A Groenlândia, a maior ilha do mundo, está no centro de uma nova polêmica internacional. Em uma conversa relatada como tensa, o presidente dos EUA, Donald Trump, expressou interesse em tomar controle da ilha, provocando reações firmes da Dinamarca. Mas o que há por trás dessa disputa e como isso impacta as relações internacionais?

Trump insiste: Groenlândia é estratégica para os EUA

De acordo com o jornal britânico Financial Times, Trump teria declarado estar “determinado em tomar a Groenlândia” durante uma ligação telefônica com a primeira-ministra da Dinamarca, Mette Frederiksen. A premiê respondeu enfaticamente que a ilha, um território autônomo sob a Constituição dinamarquesa, “não está à venda”.

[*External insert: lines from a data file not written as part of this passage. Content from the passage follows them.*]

PR #4798, opened 2023-11-21
[CBRD-25089] Add 'LEADING' sql hint

shparkcubrid:
http://jira.cubrid.org/browse/CBRD-25089

The LEADING hint instructs the optimizer to use the specified set of tables as the prefix in the execution plan. This hint is more versatile than the ORDERED hint.
The LEADING hint is ignored if the tables specified cannot be joined first in the order specified because of dependencies in the join graph.
If you specify two or more LEADING hints, then only the first one is activated and all of them except the first are ignored.
If you specify the ORDERED hint, all LEADING hint is ignored.


src/parser/parse_tree_cl.c
```diff
@@ -14080,10 +14086,16 @@ pt_print_select (PARSER_CONTEXT * parser, PT_NODE * p)
 	  if (p->info.query.q.select.hint & PT_HINT_ORDERED)
 	    {
 	      /* force join left-to-right */
-	      q = pt_append_nulstring (parser, q, "ORDERED");
-	      if (p->info.query.q.select.ordered)
+	      q = pt_append_nulstring (parser, q, "ORDERED ");
+	    }
+
+	  if (p->info.query.q.select.hint & PT_HINT_LEADING)
```
youngjinj: If PT_HINT_ORDERED and PT_HINT_LEADING are printed together, it is difficult to know which hint was used.
```suggestion
	  else if (p->info.query.q.select.hint & PT_HINT_LEADING)
```
Please see the example.
```
drop table if exists t1, t2, t3, t4;

create table t1 (c1 int);
create table t2 (c1 int);
create table t3 (c1 int, c2 int);
create table t4 (c1 int, c2 int);

insert into t1 values (1);
insert into t2 values (1);
insert into t3 values (1, 2);
insert into t4 values (1, 2);

select /*+ recompile ordered leading(t4,t1) */ count (*) from t1, t2, t3, t4 where t1.c1 = t2.c1 and t2.c1 = t3.c1 and t3.c2 = t4.c2;

/*
...
Query stmt:

select /*+ ORDERED LEADING(t4, t1) */ count(*) from t1 t1, t2 t2, t3 t3, t4 t4 where t1.c1=t2.c1 and t2.c1=t3.c1 and t3.c2=t4.c2
*/
```

src/parser/parse_tree_cl.c
```diff
@@ -14080,10 +14086,16 @@ pt_print_select (PARSER_CONTEXT * parser, PT_NODE * p)
...
+	    {
+	      /* force join left-to-right */
+	      q = pt_append_nulstring (parser, q, "LEADING");
```
youngjinj, line 14094: If `p->info.query.q.select.leading` is NULL, I think it is better not to output `/*+ LEADING */` either.
Or would it be better to change it to PT_HINT_ORDERED internally?

src/parser/parser_support.c
```diff
@@ -8094,7 +8094,7 @@ pt_split_delete_stmt (PARSER_CONTEXT * parser, PT_NODE * delete_stmt)
     }
 
   /* if we have hints that refers globally to the join statement then we skip the split */
-  if ((delete_stmt->info.delete_.hint & PT_HINT_ORDERED && delete_stmt->info.delete_.ordered_hint == NULL)
+  if ((delete_stmt->info.delete_.hint & PT_HINT_ORDERED)
```
youngjinj, line 8097: I wonder if the results below are as intended.
```
drop table if exists t1, t2, t3, t4;

create table t1 (c1 int);
create table t2 (c1 int);
create table t3 (c1 int, c2 int);
create table t4 (c1 int, c2 int);
```
```
delete /*+ recompile leading(t1, t2) */     t1, t2, t4 from t1, t2, t3, t4 where t1.c1 = t2.c1 and t2.c1 = t3.c1;
  -> select /*+ LEADING(t1, t2) */ t2,class t2,t1,class t1 from t1 t1, t2 t2, t3 t3 where t1.c1=t2.c1 and t2.c1=t3.c1
  -> select /*+ LEADING */ t4,class t4 from t4 t4

delete /*+ recompile leading(t1, t2, t4) */ t1, t2, t4 from t1, t2, t3, t4 where t1.c1 = t2.c1 and t2.c1 = t3.c1;
  -> [Warning: HINT ignored]
     select t4,class t4,t2,class t2,t1,class t1 from t1 t1, t2 t2, t3 t3, t4 t4 where t1.c1=t2.c1 and t2.c1=t3.c1

delete /*+ recompile ordered */             t1, t2, t4 from t1, t2, t3, t4 where t1.c1 = t2.c1 and t2.c1 = t3.c1;
  -> select /*+ ORDERED */ t4,class t4,t2,class t2,t1,class t1 from t1 t1, t2 t2, t3 t3, t4 t4 where t1.c1=t2.c1 and t2.c1=t3.c1
```

src/parser/parse_tree_cl.c
shparkcubrid: I agree. I'll fix it.

src/parser/parse_tree_cl.c
shparkcubrid: I agree. I'll fix it.

src/parser/parser_support.c
youngjinj: I think it would be better to ignore t4 mentioned in the hint in the second query and run it like the first query.

shparkcubrid: I think it is correct to ignore the impossible join order. 
The t4 is classified into a different partition and a plan is created separately because it does not have a join term.
There seems to be no problem with adjusting join order.

youngjinj: Since the hint was ignored, I think it is correct that a separate query should be executed for t4 in this case as well.
- Current PR
```
delete /*+ recompile leading(t1, t2, t4) */ t1, t2, t4 from t1, t2, t3, t4 where t1.c1 = t2.c1 and t2.c1 = t3.c1;
  -> [Warning: HINT ignored]
     select t4,class t4,t2,class t2,t1,class t1 from t1 t1, t2 t2, t3 t3, t4 t4 where t1.c1=t2.c1 and t2.c1=t3.c1
```
- My opinion
```
delete /*+ recompile leading(t1, t2, t4) */ t1, t2, t4 from t1, t2, t3, t4 where t1.c1 = t2.c1 and t2.c1 = t3.c1;
  -> [Warning: HINT ignored]
     select t2,class t2,t1,class t1 from t1 t1, t2 t2, t3 t3 where t1.c1=t2.c1 and t2.c1=t3.c1
  -> [Warning: HINT ignored]
     select t4,class t4 from t4 t4
```
I will approve this PR because it is not an important issue.

youngjinj (approved):

xmilex-git (approved):

src/parser/scanner_support.c
```diff
@@ -418,6 +412,27 @@ pt_get_hint (const char *text, PT_HINT hint_table[], PT_NODE * node)
...
+	      node->info.delete_.leading_hint = hint_table[i].arg_list;
+	      hint_table[i].arg_list = NULL;
+	    }
+	  else if (node->node_type == PT_UPDATE)
+	    {
+	      node->info.update.hint = (PT_HINT_ENUM) (node->info.update.hint | hint_table[i].hint);
+	      node->info.update.leading_hint = hint_table[i].arg_list;
+	      hint_table[i].arg_list = NULL;
+	    }
+	  break;
```
beyondykk9, line 434: no necessary for PT_MERGE?

beyondykk9 (approved):

src/parser/scanner_support.c
shparkcubrid: PT_MERGE will be added if requested in the future.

Apesar da negativa, Frederiksen sugeriu ampliar a cooperação militar e explorar conjuntamente os recursos minerais da ilha, mas Trump manteve sua postura firme, segundo cinco autoridades europeias citadas pelo jornal.

Por que a Groenlândia atrai tanto interesse?

A Groenlândia é um território de grande importância geopolítica e econômica. Localizada no Atlântico Norte, a ilha possui vastos recursos minerais, como urânio e terras raras, além de ser estratégica para operações militares no Ártico.

Nos últimos anos, o derretimento do gelo na região tem aumentado o acesso a esses recursos, tornando a Groenlândia alvo de interesse não apenas dos EUA, mas também de outras potências, como a China.

Ambições maiores: Canal do Panamá, Canadá e Golfo do México

A Groenlândia não é o único território que figura nos planos de Trump. Em declarações polêmicas, ele também expressou o desejo de controlar o Canal do Panamá e até sugeriu uma fusão com o Canadá.

  • Canal do Panamá: Construído pelos EUA no início do século 20, hoje é administrado pelo governo panamenho. Trump considera a infraestrutura essencial para a economia e segurança americana.
  • Canadá: Apesar de independente, Trump afirmou que os EUA gastam muito para proteger o país vizinho e defendeu uma fusão, ameaçando tarifas sobre produtos canadenses.
  • Golfo do México: Embora suas águas sejam administradas por tratados internacionais, Trump sugeriu renomear a área e aumentar a influência americana na região.

Força econômica e militar como ferramentas de pressão

Trump não descartou o uso de sanções, tarifas e até força militar para alcançar seus objetivos territoriais. Para ele, o controle da Groenlândia e do Canal do Panamá são cruciais tanto para a economia quanto para a segurança dos EUA.

Essas declarações aumentam a tensão com países aliados e reforçam as críticas à abordagem agressiva da política externa americana durante sua administração.

Um confronto com implicações globais

A postura de Trump sobre a Groenlândia exemplifica a crescente disputa por recursos estratégicos e influência no Ártico. Enquanto a Dinamarca busca proteger sua soberania, os EUA demonstram que estão dispostos a usar todos os meios disponíveis para garantir sua posição global.

Resta saber como essa situação se desenrolará e que impacto terá nas relações internacionais nos próximos anos.